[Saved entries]
- Opening Delimiter -
Issue #738, opened 2016-07-31
geoip: lazily open databases


bassosimone:
Quoting myself in #690:

> I'd prefer it if we could only cache the paths in the constructor and then lazily open the databases when requested to do so by access APIs. This would allow us to return the proper ErrorOr<> error in case it was not possible to open a database, and would also put open and check-after-open in the same place, which I think makes the code more robust to refactoring and easier to defend.

bassosimone:
Implemented in #759

Issue #737, opened 2016-07-31
geoip: remove API returning a JSON


bassosimone:
Quoting myself in #690:

>> Having a json as return value looked like a good idea originally, but now I'm not so sure about this point. I think a better way of dealing with this would be that we have a class wrapping the geoip databases and that we have methods that allow to query each separate aspect (i.e. country) and return ErrorOr<std::string>.

and @hellais:

> Yeah to be honest I also think it's a bit weird to have this return a JSON structure when you actually are only returning 3 values. Also we don't really do anything with the country_name so that could potentially even be dropped leaving only the country code as a useful value.
> 
> I would also take note of this and suggest we do it as part of another PR.

Issue #736, opened 2016-07-31
geoip: memoize previously opened dbs to allow reuse


bassosimone:

AntonioLangiu:
If the meaning of this issue was to be able to handle multiple queries with an open database I think it is done in #759 (if not, @bassosimone can you give me more details about it)

bassosimone:
Uhm, yes and no. The main problem, I guess, is that I incorrectly worded the issue. I agree with you that the class already allows to reuse existing connections. However, in practice, the current code instances the class and destroys it every time. This is not totally incorrect, because each test could in principle receive different paths for the databases. What I'd like to see is that, if we already did open a database for a specific set of paths, we re-use it. Otherwise, we close the previously opened database and open a new one. A sort of one-off memoization.

Is the issue clearer now?

bassosimone:
This has now been merged into master.

PR #759, opened 2016-08-02
open database just when needed

AntonioLangiu:
This PR is related to #738 
I did the following changes:

1. Add a specific error to handle an invalid db. 
2. The constructor will just save the path and nothing more
3. Move the db opening phase to the functions that needs it and leave it open until the destructor is called.
This makes us able to do multiple query to the same db without having to reopen it.
4. Adapt the function `geoip` to return the correct error. I will remove it in future PR  according to #737

I think this will also complete #736 if I interpreted it right.

### DIFF
--- a/include/measurement_kit/ooni/error.hpp
+++ b/include/measurement_kit/ooni/error.hpp
@@ -17,6 +17,7 @@ MK_DEFINE_ERR(MK_ERR_OONI(4), MissingMandatoryKeyError, "")
 MK_DEFINE_ERR(MK_ERR_OONI(5), InvalidMandatoryValueError, "")
 MK_DEFINE_ERR(MK_ERR_OONI(6), MissingRequiredHostError, "")
 MK_DEFINE_ERR(MK_ERR_OONI(7), MissingRequiredUrlError, "")
+MK_DEFINE_ERR(MK_ERR_OONI(8), InvalidGeoIPDatabase, "")
 
 } // namespace mk
 } // namespace ooni
--- a/include/measurement_kit/ooni/error.hpp
+++ b/include/measurement_kit/ooni/error.hpp
@@ -17,7 +17,8 @@ MK_DEFINE_ERR(MK_ERR_OONI(4), MissingMandatoryKeyError, "")
 MK_DEFINE_ERR(MK_ERR_OONI(5), InvalidMandatoryValueError, "")
 MK_DEFINE_ERR(MK_ERR_OONI(6), MissingRequiredHostError, "")
 MK_DEFINE_ERR(MK_ERR_OONI(7), MissingRequiredUrlError, "")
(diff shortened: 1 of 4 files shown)


include/measurement_kit/ooni/error.hpp
```diff
@@ -17,6 +17,7 @@ MK_DEFINE_ERR(MK_ERR_OONI(4), MissingMandatoryKeyError, "")
 MK_DEFINE_ERR(MK_ERR_OONI(5), InvalidMandatoryValueError, "")
 MK_DEFINE_ERR(MK_ERR_OONI(6), MissingRequiredHostError, "")
 MK_DEFINE_ERR(MK_ERR_OONI(7), MissingRequiredUrlError, "")
+MK_DEFINE_ERR(MK_ERR_OONI(8), InvalidGeoIPDatabase, "")
```
bassosimone: Could this be `InvalidGeoIpDatabase`? I am old and find it difficult to split words when acronyms and CamelCase are mixed, so I prefer when just one word is capitalized in a acronym.

src/ooni/utils.cpp
```diff
@@ -24,12 +24,8 @@ void resolver_lookup(Callback<Error, std::string> callback, Settings settings,
...
 
 IPLocation::IPLocation(std::string path_country, std::string path_asn) {
-    if (path_asn != "") {
-        gi_asn = GeoIP_open(path_asn.c_str(), GEOIP_MEMORY_CACHE);
-    }
-    if (path_country != "") {
-        gi_country = GeoIP_open(path_country.c_str(), GEOIP_MEMORY_CACHE);
-    }
+    _path_asn = path_asn;
+    _path_country = path_country;
```
bassosimone: Could you use, instead, `path_asn_`? The leading underscore is a Pythonism, but in C++ it is more common either to put a trailing underscore or to prefix `m_` to the variable. (As an aside, I think it would be much better to do `this->variable`, but this seems to be a strange thing to do in C++, so not using it.)

bassosimone: (Or, given that no underscore is currently used for the class attributes, just don't use any underscore.)

test/ooni/utils.cpp
```diff
@@ -30,6 +30,12 @@ TEST_CASE("geoip works") {
     REQUIRE(((*json)["country_name"] == std::string{"United States"}));
 }
 
+TEST_CASE("geoip can handle an invalid database") {
```
bassosimone: As above, it's not invalid rather you cannot open it (I think invalid is a narrower concept)

bassosimone:
Thank you! This pull request looks good to me! Will be happy to merge once the small mainly-cosmetic changes that I requested have been applied.

bassosimone:
Thank you, merging!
- Closing Delimiter -
Your task is to list each line of the records with the word "about".

▶ **ANSWER TO THIS TASK**:
>> Having a json as return value looked like a good idea originally, but now I'm not so sure about this point. I think a better way of dealing with this would be that we have a class wrapping the geoip databases and that we have methods that allow to query each separate aspect (i.e. country) and return ErrorOr<std::string>.
If the meaning of this issue was to be able to handle multiple queries with an open database I think it is done in #759 (if not, @bassosimone can you give me more details about it)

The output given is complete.